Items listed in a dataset

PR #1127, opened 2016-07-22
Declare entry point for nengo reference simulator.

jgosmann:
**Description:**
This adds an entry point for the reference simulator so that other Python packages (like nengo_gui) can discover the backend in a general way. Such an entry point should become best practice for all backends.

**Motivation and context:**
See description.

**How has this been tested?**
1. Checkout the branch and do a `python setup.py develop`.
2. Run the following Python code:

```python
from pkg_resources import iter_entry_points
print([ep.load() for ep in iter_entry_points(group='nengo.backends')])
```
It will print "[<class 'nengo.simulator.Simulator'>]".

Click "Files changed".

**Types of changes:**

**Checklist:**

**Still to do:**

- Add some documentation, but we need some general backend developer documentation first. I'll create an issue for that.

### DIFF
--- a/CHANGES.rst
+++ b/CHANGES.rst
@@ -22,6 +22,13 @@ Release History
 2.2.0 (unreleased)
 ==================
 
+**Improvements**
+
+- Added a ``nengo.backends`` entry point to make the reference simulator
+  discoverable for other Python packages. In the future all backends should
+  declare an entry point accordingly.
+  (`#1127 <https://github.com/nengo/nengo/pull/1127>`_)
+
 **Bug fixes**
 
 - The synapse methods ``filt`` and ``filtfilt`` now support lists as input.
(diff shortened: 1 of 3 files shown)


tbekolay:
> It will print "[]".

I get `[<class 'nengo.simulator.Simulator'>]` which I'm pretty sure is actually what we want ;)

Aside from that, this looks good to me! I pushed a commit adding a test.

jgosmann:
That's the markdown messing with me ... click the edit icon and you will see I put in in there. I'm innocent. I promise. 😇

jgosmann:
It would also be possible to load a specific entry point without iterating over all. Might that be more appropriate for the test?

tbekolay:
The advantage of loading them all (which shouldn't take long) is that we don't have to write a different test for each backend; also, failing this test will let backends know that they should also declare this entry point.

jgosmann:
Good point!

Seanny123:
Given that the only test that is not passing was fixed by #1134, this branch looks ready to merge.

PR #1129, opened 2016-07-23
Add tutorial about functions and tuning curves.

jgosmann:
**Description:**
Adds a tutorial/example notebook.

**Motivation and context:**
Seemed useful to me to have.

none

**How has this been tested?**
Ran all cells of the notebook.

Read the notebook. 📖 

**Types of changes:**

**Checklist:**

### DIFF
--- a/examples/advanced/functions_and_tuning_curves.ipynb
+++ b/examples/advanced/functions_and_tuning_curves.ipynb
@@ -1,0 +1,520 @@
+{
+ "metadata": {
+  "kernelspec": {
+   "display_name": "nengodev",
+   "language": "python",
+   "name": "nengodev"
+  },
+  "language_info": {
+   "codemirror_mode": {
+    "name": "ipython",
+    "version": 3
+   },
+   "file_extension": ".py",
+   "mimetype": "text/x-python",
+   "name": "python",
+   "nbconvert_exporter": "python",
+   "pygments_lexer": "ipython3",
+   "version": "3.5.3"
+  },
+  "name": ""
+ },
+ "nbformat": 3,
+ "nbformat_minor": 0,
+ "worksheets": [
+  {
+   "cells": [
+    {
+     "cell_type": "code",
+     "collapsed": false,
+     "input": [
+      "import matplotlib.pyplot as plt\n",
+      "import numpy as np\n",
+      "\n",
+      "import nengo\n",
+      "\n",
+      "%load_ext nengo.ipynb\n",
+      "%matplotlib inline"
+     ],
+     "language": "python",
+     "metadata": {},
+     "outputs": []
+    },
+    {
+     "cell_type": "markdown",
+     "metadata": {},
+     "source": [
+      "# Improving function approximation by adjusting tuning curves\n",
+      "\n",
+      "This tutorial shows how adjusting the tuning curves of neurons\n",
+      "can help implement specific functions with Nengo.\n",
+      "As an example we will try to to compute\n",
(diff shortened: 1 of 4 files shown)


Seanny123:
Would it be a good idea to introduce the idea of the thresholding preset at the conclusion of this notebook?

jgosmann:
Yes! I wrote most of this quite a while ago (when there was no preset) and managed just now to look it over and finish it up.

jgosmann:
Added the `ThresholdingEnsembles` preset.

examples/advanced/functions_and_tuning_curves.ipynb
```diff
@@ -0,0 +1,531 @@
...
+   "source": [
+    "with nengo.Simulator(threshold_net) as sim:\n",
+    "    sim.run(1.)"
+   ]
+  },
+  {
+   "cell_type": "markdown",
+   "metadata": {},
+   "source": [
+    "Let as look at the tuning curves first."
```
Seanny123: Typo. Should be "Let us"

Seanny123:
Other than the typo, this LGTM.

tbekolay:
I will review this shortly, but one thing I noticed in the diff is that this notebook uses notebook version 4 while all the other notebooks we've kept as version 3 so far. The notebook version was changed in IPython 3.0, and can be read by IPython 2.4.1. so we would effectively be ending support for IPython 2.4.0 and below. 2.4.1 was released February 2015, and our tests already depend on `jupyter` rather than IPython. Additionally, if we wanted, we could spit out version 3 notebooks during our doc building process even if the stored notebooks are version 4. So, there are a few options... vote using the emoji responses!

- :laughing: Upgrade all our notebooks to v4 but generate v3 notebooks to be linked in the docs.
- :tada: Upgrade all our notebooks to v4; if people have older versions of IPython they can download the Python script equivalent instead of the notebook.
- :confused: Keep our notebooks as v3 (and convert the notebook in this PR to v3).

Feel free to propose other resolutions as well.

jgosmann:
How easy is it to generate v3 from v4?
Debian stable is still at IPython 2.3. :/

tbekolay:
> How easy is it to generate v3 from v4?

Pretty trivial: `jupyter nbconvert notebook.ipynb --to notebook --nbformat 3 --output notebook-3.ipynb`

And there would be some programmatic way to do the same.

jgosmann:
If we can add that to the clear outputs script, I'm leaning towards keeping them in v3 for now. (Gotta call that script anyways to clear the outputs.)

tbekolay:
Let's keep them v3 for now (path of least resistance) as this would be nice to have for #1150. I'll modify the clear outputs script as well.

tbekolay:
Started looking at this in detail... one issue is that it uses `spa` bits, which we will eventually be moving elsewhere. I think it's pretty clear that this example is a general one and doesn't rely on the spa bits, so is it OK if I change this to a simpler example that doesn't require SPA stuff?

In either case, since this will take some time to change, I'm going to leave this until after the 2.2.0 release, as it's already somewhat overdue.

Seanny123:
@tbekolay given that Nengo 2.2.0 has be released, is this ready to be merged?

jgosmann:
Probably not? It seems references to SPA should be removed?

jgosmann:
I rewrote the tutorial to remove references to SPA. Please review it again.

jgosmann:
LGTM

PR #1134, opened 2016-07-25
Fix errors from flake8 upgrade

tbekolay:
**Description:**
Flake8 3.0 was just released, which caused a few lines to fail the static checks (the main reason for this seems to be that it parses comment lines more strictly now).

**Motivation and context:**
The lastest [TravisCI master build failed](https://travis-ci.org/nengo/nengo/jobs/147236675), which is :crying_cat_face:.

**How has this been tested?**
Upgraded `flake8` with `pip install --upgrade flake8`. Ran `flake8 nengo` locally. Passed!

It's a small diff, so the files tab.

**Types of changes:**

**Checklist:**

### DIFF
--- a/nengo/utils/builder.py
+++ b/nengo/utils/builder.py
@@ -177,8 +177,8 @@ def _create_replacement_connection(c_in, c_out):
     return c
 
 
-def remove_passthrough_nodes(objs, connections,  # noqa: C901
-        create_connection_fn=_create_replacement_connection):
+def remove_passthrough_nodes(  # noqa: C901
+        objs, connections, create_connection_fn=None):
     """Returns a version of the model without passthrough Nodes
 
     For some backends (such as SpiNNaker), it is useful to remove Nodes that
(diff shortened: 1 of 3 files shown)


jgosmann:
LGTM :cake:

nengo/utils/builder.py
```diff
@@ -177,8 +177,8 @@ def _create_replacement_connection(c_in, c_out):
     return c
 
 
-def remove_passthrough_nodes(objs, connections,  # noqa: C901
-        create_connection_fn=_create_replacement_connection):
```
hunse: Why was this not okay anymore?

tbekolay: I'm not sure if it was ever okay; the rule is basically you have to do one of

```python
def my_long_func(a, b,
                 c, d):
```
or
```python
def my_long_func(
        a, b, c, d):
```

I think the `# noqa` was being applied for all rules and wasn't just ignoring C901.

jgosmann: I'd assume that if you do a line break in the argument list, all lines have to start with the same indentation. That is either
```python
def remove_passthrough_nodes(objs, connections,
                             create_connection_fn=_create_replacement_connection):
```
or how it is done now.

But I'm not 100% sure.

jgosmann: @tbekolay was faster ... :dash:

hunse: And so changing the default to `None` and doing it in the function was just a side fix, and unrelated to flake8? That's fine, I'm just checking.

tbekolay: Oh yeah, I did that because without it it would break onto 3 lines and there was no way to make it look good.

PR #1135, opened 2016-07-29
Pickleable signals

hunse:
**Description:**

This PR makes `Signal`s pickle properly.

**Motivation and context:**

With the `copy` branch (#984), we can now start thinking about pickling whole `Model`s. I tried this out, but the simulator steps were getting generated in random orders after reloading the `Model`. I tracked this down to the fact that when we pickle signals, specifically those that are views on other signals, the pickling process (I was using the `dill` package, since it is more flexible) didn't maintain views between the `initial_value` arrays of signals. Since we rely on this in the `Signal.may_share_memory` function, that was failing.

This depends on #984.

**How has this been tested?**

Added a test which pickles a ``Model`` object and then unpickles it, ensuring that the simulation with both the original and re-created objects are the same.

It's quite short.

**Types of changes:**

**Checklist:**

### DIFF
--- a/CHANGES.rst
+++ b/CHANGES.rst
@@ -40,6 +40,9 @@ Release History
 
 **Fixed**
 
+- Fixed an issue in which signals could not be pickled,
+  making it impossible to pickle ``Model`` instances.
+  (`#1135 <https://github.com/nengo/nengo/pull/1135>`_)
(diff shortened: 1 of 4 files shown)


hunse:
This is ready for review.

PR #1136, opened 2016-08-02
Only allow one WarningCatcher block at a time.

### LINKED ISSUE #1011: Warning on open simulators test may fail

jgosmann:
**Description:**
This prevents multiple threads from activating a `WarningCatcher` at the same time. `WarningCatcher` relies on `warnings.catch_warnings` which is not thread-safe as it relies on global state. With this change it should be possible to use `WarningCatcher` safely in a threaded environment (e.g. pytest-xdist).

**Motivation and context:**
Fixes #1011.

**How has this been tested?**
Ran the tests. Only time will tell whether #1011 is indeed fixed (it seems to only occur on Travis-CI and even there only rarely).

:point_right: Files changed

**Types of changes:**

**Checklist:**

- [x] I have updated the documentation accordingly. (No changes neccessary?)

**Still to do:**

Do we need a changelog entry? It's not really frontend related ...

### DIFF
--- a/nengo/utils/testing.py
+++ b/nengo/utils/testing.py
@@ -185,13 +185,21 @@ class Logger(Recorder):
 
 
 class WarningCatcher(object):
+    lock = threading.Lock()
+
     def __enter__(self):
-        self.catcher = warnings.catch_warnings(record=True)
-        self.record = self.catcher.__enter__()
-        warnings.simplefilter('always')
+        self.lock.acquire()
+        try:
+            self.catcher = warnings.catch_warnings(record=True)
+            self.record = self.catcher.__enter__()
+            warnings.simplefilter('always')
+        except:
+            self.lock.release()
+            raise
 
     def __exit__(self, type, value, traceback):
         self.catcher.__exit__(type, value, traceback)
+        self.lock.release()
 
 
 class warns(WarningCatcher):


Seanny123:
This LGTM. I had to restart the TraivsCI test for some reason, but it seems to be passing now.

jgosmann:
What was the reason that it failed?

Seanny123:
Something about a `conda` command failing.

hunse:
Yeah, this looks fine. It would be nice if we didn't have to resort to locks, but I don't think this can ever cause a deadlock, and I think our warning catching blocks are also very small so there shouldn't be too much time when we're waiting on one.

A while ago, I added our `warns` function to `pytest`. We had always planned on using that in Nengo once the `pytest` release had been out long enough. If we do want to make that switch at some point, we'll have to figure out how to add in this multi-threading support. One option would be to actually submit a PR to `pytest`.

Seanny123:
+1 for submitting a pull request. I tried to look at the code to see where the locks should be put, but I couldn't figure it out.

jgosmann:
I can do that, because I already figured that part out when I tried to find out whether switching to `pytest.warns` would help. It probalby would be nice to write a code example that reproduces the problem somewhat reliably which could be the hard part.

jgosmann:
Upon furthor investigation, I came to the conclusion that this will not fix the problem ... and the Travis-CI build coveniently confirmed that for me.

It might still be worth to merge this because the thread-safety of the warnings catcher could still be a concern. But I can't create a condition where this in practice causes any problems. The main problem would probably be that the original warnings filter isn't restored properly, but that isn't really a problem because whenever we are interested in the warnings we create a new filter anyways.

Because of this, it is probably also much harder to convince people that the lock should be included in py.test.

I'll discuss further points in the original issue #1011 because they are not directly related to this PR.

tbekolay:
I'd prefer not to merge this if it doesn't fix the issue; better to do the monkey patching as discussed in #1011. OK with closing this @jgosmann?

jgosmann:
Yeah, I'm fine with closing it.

■ About this exercise ■
Only the lines from the first line of the records through the one containing "make the reference simulator" should be reproduced, exactly, with both of them included.

■ Written solution ■
PR #1127, opened 2016-07-22
Declare entry point for nengo reference simulator.

jgosmann:
**Description:**
This adds an entry point for the reference simulator so that other Python packages (like nengo_gui) can discover the backend in a general way. Such an entry point should become best practice for all backends.

**Motivation and context:**
See description.

**How has this been tested?**
1. Checkout the branch and do a `python setup.py develop`.
2. Run the following Python code:

```python
from pkg_resources import iter_entry_points
print([ep.load() for ep in iter_entry_points(group='nengo.backends')])
```
It will print "[<class 'nengo.simulator.Simulator'>]".

Click "Files changed".

**Types of changes:**

**Checklist:**

**Still to do:**

- Add some documentation, but we need some general backend developer documentation first. I'll create an issue for that.

### DIFF
--- a/CHANGES.rst
+++ b/CHANGES.rst
@@ -22,6 +22,13 @@ Release History
 2.2.0 (unreleased)
 ==================
 
+**Improvements**
+
+- Added a ``nengo.backends`` entry point to make the reference simulator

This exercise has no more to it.